* **What you should do**
Below are the entries. Transcribe exactly the lines from the one with "PR #3346, opened 2023-03-21" through the one with "This one failed", ends included, and leave out all others.
········
PR #3342, opened 2023-03-20
APPSRE-7115: remove dyn-traffic-director integration

jfchevrette:
Dyn is retiring their Managed DNS services, as such we are removing support for the Dyn Traffic Director integration

Related: removal of schemas: https://github.com/app-sre/qontract-schemas/pull/416

Ref.: https://issues.redhat.com/browse/APPSRE-7115


fishi0x01 (approved):
Best!!

PR #3345, opened 2023-03-21
Add trigger reason to pipeline notifications

andreugallofre:
Add trigger reason on the message sent to slack

Ticket: [APPSRE-6647](https://issues.redhat.com/browse/APPSRE-6647)


lahavyuv86:
@andreugallofre This is a great addition! thanks!

PR #3346, opened 2023-03-21
tf-cloudflare-resources: add initial handling of cache_reserve value from schema

jfchevrette:
This adds handling of the cache_reserve schema field added in https://github.com/app-sre/qontract-schemas/pull/417

Here we pop the `cache_reserve` value out of the spec as it is currently not support by the cloudflare terraform provider

Once upstream adds supports we can handle the value and pass it along to terrascript

Ref.: https://issues.redhat.com/browse/APPSRE-7319


fishi0x01 (approved):
LGTM

PR #3351, opened 2023-03-22
[OCNative] remove get_api_resources

maorfr:
related to https://issues.redhat.com/browse/APPSRE-6438

OCNative should only handle GET requests. This removed function is long running and because OCDeprecated (should be OCCli) is doing everything else, there is little to no sense to get api-resources this way (especially when it takes a very long time).


chassing (approved):
RIP `get_api_resources` 💀

BumbleFeng:
depends on https://github.com/app-sre/qontract-reconcile/pull/3367

reconcile/test/test_utils_oc_native.py
BumbleFeng, line 1: please also remove https://github.com/app-sre/qontract-reconcile/blob/master/reconcile/test/fixtures/oc_native/api.yml

maorfr: https://github.com/app-sre/qontract-reconcile/pull/3351/commits/b898933f3d90b89c8294692e00ca5b7fe15c1c01

reconcile/utils/oc.py
BumbleFeng, line 1: need to remove unused import https://github.com/app-sre/qontract-reconcile/blob/master/reconcile/utils/oc.py#L33

maorfr: https://github.com/app-sre/qontract-reconcile/pull/3351/commits/dc1a6007a44d53cdb8228a2f002e2f04a649959d

hemslo:
This one failed because we still need to get `(kind, group_version)` through [_parse_kind](https://github.com/app-sre/qontract-reconcile/blob/a538da70ccd63ccdb98fcc075f3858d1c0b4c06b/reconcile/utils/oc.py#L1128), which is rely on `api_resources`, it's being used in multiple methods in `OCNative`, like [get_items](https://github.com/app-sre/qontract-reconcile/blob/a538da70ccd63ccdb98fcc075f3858d1c0b4c06b/reconcile/utils/oc.py#L1341).

`is_kind_supported` is a public method, if we remove it, it will fallback to the parent method [is_kind_supported](https://github.com/app-sre/qontract-reconcile/blob/a538da70ccd63ccdb98fcc075f3858d1c0b4c06b/reconcile/utils/oc.py#L1162), which is also relying on `api_resources`.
········
* **Your solution**
PR #3346, opened 2023-03-21
tf-cloudflare-resources: add initial handling of cache_reserve value from schema

jfchevrette:
This adds handling of the cache_reserve schema field added in https://github.com/app-sre/qontract-schemas/pull/417

Here we pop the `cache_reserve` value out of the spec as it is currently not support by the cloudflare terraform provider

Once upstream adds supports we can handle the value and pass it along to terrascript

Ref.: https://issues.redhat.com/browse/APPSRE-7319


fishi0x01 (approved):
LGTM

PR #3351, opened 2023-03-22
[OCNative] remove get_api_resources

maorfr:
related to https://issues.redhat.com/browse/APPSRE-6438

OCNative should only handle GET requests. This removed function is long running and because OCDeprecated (should be OCCli) is doing everything else, there is little to no sense to get api-resources this way (especially when it takes a very long time).


chassing (approved):
RIP `get_api_resources` 💀

BumbleFeng:
depends on https://github.com/app-sre/qontract-reconcile/pull/3367

reconcile/test/test_utils_oc_native.py
BumbleFeng, line 1: please also remove https://github.com/app-sre/qontract-reconcile/blob/master/reconcile/test/fixtures/oc_native/api.yml

maorfr: https://github.com/app-sre/qontract-reconcile/pull/3351/commits/b898933f3d90b89c8294692e00ca5b7fe15c1c01

reconcile/utils/oc.py
BumbleFeng, line 1: need to remove unused import https://github.com/app-sre/qontract-reconcile/blob/master/reconcile/utils/oc.py#L33

maorfr: https://github.com/app-sre/qontract-reconcile/pull/3351/commits/dc1a6007a44d53cdb8228a2f002e2f04a649959d

hemslo:
This one failed because we still need to get `(kind, group_version)` through [_parse_kind](https://github.com/app-sre/qontract-reconcile/blob/a538da70ccd63ccdb98fcc075f3858d1c0b4c06b/reconcile/utils/oc.py#L1128), which is rely on `api_resources`, it's being used in multiple methods in `OCNative`, like [get_items](https://github.com/app-sre/qontract-reconcile/blob/a538da70ccd63ccdb98fcc075f3858d1c0b4c06b/reconcile/utils/oc.py#L1341).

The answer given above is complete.